The Objection Worth Taking Seriously
The counter to this post, which I expect from Hashimoto’s defenders, is that agentic harnesses are doing categorically new work: multi-turn tool use, self-correction, multi-agent coordination, the MCP-shaped surface area that has emerged in the last twelve months. The 2026 vocabulary, on this view, is responding to a real shift in scope, not just rebranding the old work.

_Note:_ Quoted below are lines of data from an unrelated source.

PR #1164, opened 2016-08-29
DVCSMP-1954 Routines turning Bose speaker on/off, toggles the power

marstorp:
DVCSMP-1954 Routines turning Bose speaker on/off, toggles the power state to off/on


workingmonk:
👍

PR #2808, opened 2018-02-17
SAPLAT-96 Virtual Device Manager to create virtual devices from the app

workingmonk:


workingmonk:
Made changes to the virtual devices to set the initial state so that there are no issues in one app

workingmonk:
screenshot_20180216-165720

smartapps/smartthings/virtual-device-manager.src/virtual-device-manager.groovy
```diff
@@ -0,0 +1,78 @@
...
+ *  on an "AS IS" BASIS, WITHOUT WARRANTIES OR CONDITIONS OF ANY KIND, either express or implied. See the License
+ *  for the specific language governing permissions and limitations under the License.
+ *
+ */
+
+definition(
+    name: "Virtual Device Manager",
+    namespace: "smartthings",
+    author: "SmartThings",
+    description: "Tests child device creation and update",
```
tpmanley: Copy /paste? Maybe "Create virtual devices"

smartapps/smartthings/virtual-device-manager.src/virtual-device-manager.groovy
```diff
@@ -0,0 +1,78 @@
...
+preferences {
+    page name: "mainPage", install: true, uninstall: true
+
+}
+
+def mainPage() {
+    dynamicPage(name: "mainPage") {
+        section {
+            input "switchCount", "number", title: "Select number of Virtual Switches", defaultValue: 1, required: true
+            input "dimmerCount", "number", title: "Select number of Virtual Dimmers", defaultValue: 1, required: true
```
tpmanley: My personal experience is making one virtual device at a time.  What do you think about changing this to focus on that use case and prompt for the device name, switch or dimmer and hub?

smartapps/smartthings/virtual-device-manager.src/virtual-device-manager.groovy
```diff
@@ -0,0 +1,78 @@
...
+            input "theHub", "hub", title: "Select hub for local execution", multiple: false, required: false
+        }
+    }
+}
+
+def installed() {
+    log.debug "Installed with settings: ${settings}"
+    state.lastSwitchDni = 0
+    state.lastDimmerDni = 0
```
tpmanley: I think we should use a single counter and name for these devices (ex: virtual-$num) because they may get retyped in the future which will lead to confusion if the DNI doesn't match the type.

workingmonk:
@tpmanley fixed based on your comments

workingmonk:
@bflorian can you confirm if updated is always called after installation? I can see that happen which causes 2 virtual devices to be created with the new logic

smartapps/smartthings/virtual-device-manager.src/virtual-device-manager.groovy
```diff
@@ -0,0 +1,57 @@
...
+        section {
+            input "virtualDeviceType", "enum", title: "Which type of virtual device do you want to create?", multiple: false, required: true, options: ["Virtual Switch", "Virtual Dimmer Switch"]
+            input "theHub", "hub", title: "Select hub for local execution (Optional)", multiple: false, required: false
+        }
+    }
+}
+
+def installed() {
+    log.debug "Installed with settings: ${settings}"
+    state.lastDni = 1
```
tpmanley: Should be renamed to nextDni based on how it's used

smartapps/smartthings/virtual-device-manager.src/virtual-device-manager.groovy
```diff
@@ -0,0 +1,57 @@
...
+}
+
+def updated() {
+    log.debug "Updated with settings: ${settings}"
+    initialize()
+}
+
+def initialize() {
+    def latestDni = state.lastDni
+    def d = addChildDevice("smartthings", virtualDeviceType, "virtual-$latestDni", theHub?.id, [completedSetup: true, label: "$virtualDeviceType $latestDni"])
```
tpmanley: Does virtualDeviceType have a value when this is called from installed? If not you could make sure  that is set before making the child device.

smartapps/smartthings/virtual-device-manager.src/virtual-device-manager.groovy
```diff
@@ -0,0 +1,57 @@
...
+preferences {
+    page name: "mainPage", install: true, uninstall: true
+
+}
+
+def mainPage() {
+    dynamicPage(name: "mainPage") {
+        section {
+            input "virtualDeviceType", "enum", title: "Which type of virtual device do you want to create?", multiple: false, required: true, options: ["Virtual Switch", "Virtual Dimmer Switch"]
+            input "theHub", "hub", title: "Select hub for local execution (Optional)", multiple: false, required: false
```
tpmanley: Might be more clear to say "Select the hub (required for local execution)"

workingmonk:
@tpmanley updated

smartapps/smartthings/virtual-device-manager.src/virtual-device-manager.groovy
```diff
@@ -0,0 +1,62 @@
...
+preferences {
+    page name: "mainPage", install: true, uninstall: true
+
+}
+
+def mainPage() {
+    dynamicPage(name: "mainPage") {
+        section {
+            input "virtualDeviceType", "enum", title: "Which type of virtual device do you want to create?", multiple: false, required: true, options: ["Virtual Switch", "Virtual Dimmer Switch"]
+            input "theHub", "hub", title: "Select the hub (required for local execution) (Optional)", multiple: false, required: false
```
tpmanley, line 36: Do you think we could remove the `(Optional)` now because it's implied by the `required for local execution`?

smartapps/smartthings/virtual-device-manager.src/virtual-device-manager.groovy
```diff
@@ -0,0 +1,62 @@
...
+    initialize()
+}
+
+def initialize() {
+    def latestDni = state.nextDni
+    if (virtualDeviceType) {
+        def d = addChildDevice("smartthings", virtualDeviceType, "virtual-$latestDni", theHub?.id, [completedSetup: true, label: "$virtualDeviceType $latestDni"])
+        latestDni++
+        state.nextDni = latestDni
+    }
```
tpmanley: nit: `} else {`

smartapps/smartthings/virtual-device-manager.src/virtual-device-manager.groovy
```diff
@@ -0,0 +1,62 @@
...
+    else {
+        log.error "Failed creating Virtual Device because the device type was missing"
```
tpmanley: Do we get this error when the app is installed?

smartapps/smartthings/virtual-device-manager.src/virtual-device-manager.groovy
```diff
@@ -0,0 +1,62 @@
...
+    description: "Creates virtual devices",
+    iconUrl: "https://s3.amazonaws.com/smartapp-icons/Convenience/Cat-Convenience.png",
+    iconX2Url: "https://s3.amazonaws.com/smartapp-icons/Convenience/Cat-Convenience@2x.png",
+    iconX3Url: "https://s3.amazonaws.com/smartapp-icons/Convenience/Cat-Convenience@2x.png"
+)
+
+
+preferences {
+    page name: "mainPage", install: true, uninstall: true
+
```
tpmanley: nit: extra newline

smartapps/smartthings/virtual-device-manager.src/virtual-device-manager.groovy
```diff
@@ -0,0 +1,62 @@
+/**
+ *  Virtual Device Manager
+ *
+ *  Copyright 2015 Bob Florian/SmartThings
```
tpmanley, line 4: Should update copyright date/author since it's a new file

smartapps/smartthings/virtual-device-manager.src/virtual-device-manager.groovy
workingmonk: Yeah, but for Virtual locations with no hubs, the `(Optional)` makes it clear that this is work for them too

smartapps/smartthings/virtual-device-manager.src/virtual-device-manager.groovy
workingmonk: Bob said the `updated()` isn't supposed to be called at install, but it is getting called. this error is to track that during our testing and QA

smartapps/smartthings/virtual-device-manager.src/virtual-device-manager.groovy
workingmonk: Copyright should be the oldest based on when the file was used, right? The code is based on Bob's code written in 2015, so copyright is 2015.
older is better

tpmanley (approved):

PR #2827, opened 2018-02-23
DVCSMP-3412 Restore the code change to Sunrise/Sunset

nathankooistra:
Restoring the PR that was later reverted, but started out as https://github.com/SmartThingsCommunity/SmartThingsPublic/pull/2585 with some additional logging.


rappleg:
I know that @nathankooistra did a lot of testing with this locally and seemed to be working as expected. Would like to get it out to dev/staging so we could get some more eyes on it since DST is coming up soon.

rappleg (approved):

PR #2828, opened 2018-02-23
ICP-3774 Update pingable contact sensors to poll status

greens:
As a stop-gap before a more robust solution to offline state change mismatches, we'll now ping contact sensors for their contact state instead of for battery or temperature.

These were all of the "Contact Sensor" and "Water Sensor" devices I could find that also supported "Health Check" and were not sleepy.

Let me know if I missed any.


tpmanley:
I think we should do motion as well

greens:
But motion is instantaneous. Motion would only matter in this situation if someone's dancing in front of your sensor as the power comes back on (+ ping time)

greens:
Added the only health-checked motion sensor I could find.

tpmanley (approved):

PR #2829, opened 2018-02-24
DVCSMP-3535 Add battery metric logging

dkirker:


devicetypes/smartthings/smartsense-motion-sensor.src/smartsense-motion-sensor.groovy
```diff
@@ -99,6 +99,11 @@ def parse(String description) {
 		} else {
 			Map descMap = zigbee.parseDescriptionAsMap(description)
 			if (descMap?.clusterInt == 0x0001 && descMap.commandInt != 0x07 && descMap?.value) {
+				if (descMap?.attrInt == 0x003E) {
```
tpmanley: you could instead log the `attrId` and then you wouldn't need the if statement. It would also be helpful in case there is an unexpected attribute being reported.

ex: `log.info "BATT METRICS - 0x${descMap?.attrId} attr; value: 0x${descMap?.value}, curr percent: ${device.currentState("battery")?.value}, device: ${device.getDataValue("manufacturer")} ${device.getDataValue("model")}"`

dkirker: @tpmanley That's actually not a bad idea. I added that, and the code has been updated.

devicetypes/smartthings/smartsense-motion-sensor.src/smartsense-motion-sensor.groovy
```diff
@@ -99,6 +99,7 @@ def parse(String description) {
 		} else {
 			Map descMap = zigbee.parseDescriptionAsMap(description)
 			if (descMap?.clusterInt == 0x0001 && descMap.commandInt != 0x07 && descMap?.value) {
+				log.info "BATT METRICS - ${descMap?.attrInt} attr; value: ${descMap?.value}, dec value: ${Integer.parseInt(descMap.value, 16)}, curr percent: ${device.currentState("battery")?.value}, device: ${device.getDataValue("manufacturer")} ${device.getDataValue("model")}"
```
tpmanley: I think it would be clearer to put `attr:` before the attribute value

tpmanley (dismissed):

devicetypes/smartthings/smartsense-motion-sensor.src/smartsense-motion-sensor.groovy
dkirker: @tpmanley I tweaked it. And apparently it means I dismissed your approval. Anyway, once I get it again I'll merge it.

tpmanley (approved):

PR #2835, opened 2018-02-27
Make generic switch cloud DTH match LEE version

greens:
If we genericize the generic switch DTH (and make it match local execution implementation) we should be able to get the Eaton accessory dimmer to fit without any changes.


ALamchaS:
Looks good to me.

Just tested this on Eaton Accessory Switch device, and local operation works correctly.

ALamchaS (approved):

mckeed:
The idea behind making a separate DTH for accessory switches is that we are going to want a way to distinguish them in the future. We're going to be adding device categories that we'll want to be different between real switches and accessory/remote switches. We also might decide that these should have the Remote Control capability since they are controlling devices (vs controlled).

mckeed (dismissed):
After talking with Steven I agree this is the best way to handle accessory switches. Switch mirroring isn't going anywhere, so switch types can be seen as controlling devices in general.

greens:
@mckeed double-check my merge?

mckeed (dismissed):
The indentation is off on the fingerprint

greens:
should be fixed now

mckeed:
Sorry I missed this earlier – it looks like your change to refresh got clobbered in the merge

greens:
Thanks for catching that.

greens:
@dkirker  adding you since Duncan is on vacation

dkirker (approved):

PR #2845, opened 2018-02-28
ICP-3834 Add executeCommandsLocally flag to legacy locally executing DTHs

tpmanley:
Just default the value to `false` to match the current behavior.


rappleg (approved):

varzac:
I don't know how to approve via mobile, but approve from me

They’re right, in part. Agentic systems have broadened the scope of what a harness must contain. Multi-turn state, persistent memory across turns, tool calling with non-trivial side effects, sub-agent orchestration, and validation of agent reasoning are doing work that a single-turn RAG harness didn’t. The sharpest version: a sub-agent told to verify a test passes, which rewrites the test instead of fixing the code because rewriting minimizes the orchestrator’s failure path more reliably than debugging does. My 2023 retrieval system couldn’t have produced that failure: no model was talking to another model, and nothing was optimizing against a sibling’s evaluation prompt. The orchestration layer needs primitives for catching that kind of misaligned optimization across agent boundaries, and those primitives didn’t exist in pre-2022 ML harnesses because the model-to-model handoff didn’t either. The discipline has gotten larger, but the engineering primitives underneath (retries, observability, state management, evaluation, prompt construction, error handling, graceful degradation) are the same primitives production ML harnesses have been built around for ten-plus years.
What To Do With This
If you’ve shipped a production retrieval, recommendation, or classification system any time in the last decade, you already know most of what the 2026 harness-engineering literature is going to tell you. You know what the hard parts are: which decisions actually move the metric, that the model swap is rarely where the gains come from, and which evaluation strategies survive contact with real traffic while others collapse the moment users get creative.
Your domain expertise will outlast the new vocabulary by years.
If you’re running the org rather than the system, vocabulary capture has a hiring consequence. It’s a naming decision before it’s a headcount one. The engineers who solved retrieval drift in 2023 don’t have “harness engineer” on their resume; the consultancies organizing the 2026 conference circuit do. Whoever owns the vocabulary in the press releases will own the budget line by Q4. This is how DevOps transformations got sold back to teams who’d already built them. The cheapest move available to you, before the headcount conversation reopens, is to rename what your existing team has been doing in language the industry now uses. That’s your retention story and your defense against the next vendor pitch that assumes you have to buy the practice from outside.
The practical move, for both reads, is to stop reading the press releases and start writing them. The harness engineers who joined the field in 2026 are looking for canonical examples, and you’ve been shipping those for a decade. Document what you actually built. The new vocabulary’s fine to use where it helps the next reader find your work. Don’t assume it describes a new thing. More often, it describes an old thing in better marketing.
The DevOps timeline tells you exactly how this ends: the people who joined the field in 2012 are now senior architects, and the people who were doing the work in 2005 are writing books about it. The window between “I’ve been doing this for years” and “let me tell you about my methodology” is shorter than you think.